Work request: From the first line to the last, reproduce the records exactly.

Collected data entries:
--------
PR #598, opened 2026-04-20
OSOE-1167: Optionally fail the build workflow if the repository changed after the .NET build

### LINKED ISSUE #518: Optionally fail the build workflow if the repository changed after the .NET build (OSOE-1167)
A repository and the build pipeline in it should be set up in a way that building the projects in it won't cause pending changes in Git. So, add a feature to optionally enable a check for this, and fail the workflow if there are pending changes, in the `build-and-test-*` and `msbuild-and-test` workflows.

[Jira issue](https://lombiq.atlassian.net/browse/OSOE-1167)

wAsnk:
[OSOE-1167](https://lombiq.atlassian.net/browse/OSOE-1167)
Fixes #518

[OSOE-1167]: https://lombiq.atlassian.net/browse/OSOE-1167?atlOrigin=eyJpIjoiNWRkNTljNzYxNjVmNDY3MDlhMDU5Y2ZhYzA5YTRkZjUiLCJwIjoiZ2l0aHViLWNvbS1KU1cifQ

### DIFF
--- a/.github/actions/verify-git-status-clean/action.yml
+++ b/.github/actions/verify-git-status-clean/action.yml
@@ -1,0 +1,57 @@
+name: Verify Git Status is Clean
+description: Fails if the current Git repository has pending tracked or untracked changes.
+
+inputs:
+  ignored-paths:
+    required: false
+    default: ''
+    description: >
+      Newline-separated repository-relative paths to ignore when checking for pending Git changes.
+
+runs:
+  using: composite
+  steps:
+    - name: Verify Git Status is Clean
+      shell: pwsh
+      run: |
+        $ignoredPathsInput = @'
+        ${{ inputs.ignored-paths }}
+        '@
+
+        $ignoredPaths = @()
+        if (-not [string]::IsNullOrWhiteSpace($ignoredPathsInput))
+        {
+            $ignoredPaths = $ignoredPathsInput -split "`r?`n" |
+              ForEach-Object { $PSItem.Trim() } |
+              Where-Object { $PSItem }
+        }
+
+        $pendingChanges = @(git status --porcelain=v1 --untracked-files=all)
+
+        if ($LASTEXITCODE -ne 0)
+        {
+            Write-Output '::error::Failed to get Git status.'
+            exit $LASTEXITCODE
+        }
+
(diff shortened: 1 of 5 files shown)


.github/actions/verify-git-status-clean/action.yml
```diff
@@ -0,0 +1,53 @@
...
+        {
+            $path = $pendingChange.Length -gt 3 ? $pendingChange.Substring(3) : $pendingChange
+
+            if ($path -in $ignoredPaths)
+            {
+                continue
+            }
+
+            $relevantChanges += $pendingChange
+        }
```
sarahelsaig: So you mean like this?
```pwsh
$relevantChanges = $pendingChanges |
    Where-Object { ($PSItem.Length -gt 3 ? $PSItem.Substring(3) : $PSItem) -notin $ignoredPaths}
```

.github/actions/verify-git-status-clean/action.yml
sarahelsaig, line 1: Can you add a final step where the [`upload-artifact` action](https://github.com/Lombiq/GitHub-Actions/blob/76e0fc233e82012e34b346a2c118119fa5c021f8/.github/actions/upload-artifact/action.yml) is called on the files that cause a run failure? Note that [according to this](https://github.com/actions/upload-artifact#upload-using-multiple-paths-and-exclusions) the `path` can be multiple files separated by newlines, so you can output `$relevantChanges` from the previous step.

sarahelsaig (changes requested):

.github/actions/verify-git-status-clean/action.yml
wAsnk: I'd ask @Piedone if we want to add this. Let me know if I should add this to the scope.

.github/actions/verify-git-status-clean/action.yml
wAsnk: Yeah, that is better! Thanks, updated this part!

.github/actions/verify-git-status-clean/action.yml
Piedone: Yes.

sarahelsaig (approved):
--------
The answer:
PR #598, opened 2026-04-20
OSOE-1167: Optionally fail the build workflow if the repository changed after the .NET build

### LINKED ISSUE #518: Optionally fail the build workflow if the repository changed after the .NET build (OSOE-1167)
A repository and the build pipeline in it should be set up in a way that building the projects in it won't cause pending changes in Git. So, add a feature to optionally enable a check for this, and fail the workflow if there are pending changes, in the `build-and-test-*` and `msbuild-and-test` workflows.

[Jira issue](https://lombiq.atlassian.net/browse/OSOE-1167)

wAsnk:
[OSOE-1167](https://lombiq.atlassian.net/browse/OSOE-1167)
Fixes #518

[OSOE-1167]: https://lombiq.atlassian.net/browse/OSOE-1167?atlOrigin=eyJpIjoiNWRkNTljNzYxNjVmNDY3MDlhMDU5Y2ZhYzA5YTRkZjUiLCJwIjoiZ2l0aHViLWNvbS1KU1cifQ

### DIFF
--- a/.github/actions/verify-git-status-clean/action.yml
+++ b/.github/actions/verify-git-status-clean/action.yml
@@ -1,0 +1,57 @@
+name: Verify Git Status is Clean
+description: Fails if the current Git repository has pending tracked or untracked changes.
+
+inputs:
+  ignored-paths:
+    required: false
+    default: ''
+    description: >
+      Newline-separated repository-relative paths to ignore when checking for pending Git changes.
+
+runs:
+  using: composite
+  steps:
+    - name: Verify Git Status is Clean
+      shell: pwsh
+      run: |
+        $ignoredPathsInput = @'
+        ${{ inputs.ignored-paths }}
+        '@
+
+        $ignoredPaths = @()
+        if (-not [string]::IsNullOrWhiteSpace($ignoredPathsInput))
+        {
+            $ignoredPaths = $ignoredPathsInput -split "`r?`n" |
+              ForEach-Object { $PSItem.Trim() } |
+              Where-Object { $PSItem }
+        }
+
+        $pendingChanges = @(git status --porcelain=v1 --untracked-files=all)
+
+        if ($LASTEXITCODE -ne 0)
+        {
+            Write-Output '::error::Failed to get Git status.'
+            exit $LASTEXITCODE
+        }
+
(diff shortened: 1 of 5 files shown)


.github/actions/verify-git-status-clean/action.yml
```diff
@@ -0,0 +1,53 @@
...
+        {
+            $path = $pendingChange.Length -gt 3 ? $pendingChange.Substring(3) : $pendingChange
+
+            if ($path -in $ignoredPaths)
+            {
+                continue
+            }
+
+            $relevantChanges += $pendingChange
+        }
```
sarahelsaig: So you mean like this?
```pwsh
$relevantChanges = $pendingChanges |
    Where-Object { ($PSItem.Length -gt 3 ? $PSItem.Substring(3) : $PSItem) -notin $ignoredPaths}
```

.github/actions/verify-git-status-clean/action.yml
sarahelsaig, line 1: Can you add a final step where the [`upload-artifact` action](https://github.com/Lombiq/GitHub-Actions/blob/76e0fc233e82012e34b346a2c118119fa5c021f8/.github/actions/upload-artifact/action.yml) is called on the files that cause a run failure? Note that [according to this](https://github.com/actions/upload-artifact#upload-using-multiple-paths-and-exclusions) the `path` can be multiple files separated by newlines, so you can output `$relevantChanges` from the previous step.

sarahelsaig (changes requested):

.github/actions/verify-git-status-clean/action.yml
wAsnk: I'd ask @Piedone if we want to add this. Let me know if I should add this to the scope.

.github/actions/verify-git-status-clean/action.yml
wAsnk: Yeah, that is better! Thanks, updated this part!

.github/actions/verify-git-status-clean/action.yml
Piedone: Yes.

sarahelsaig (approved):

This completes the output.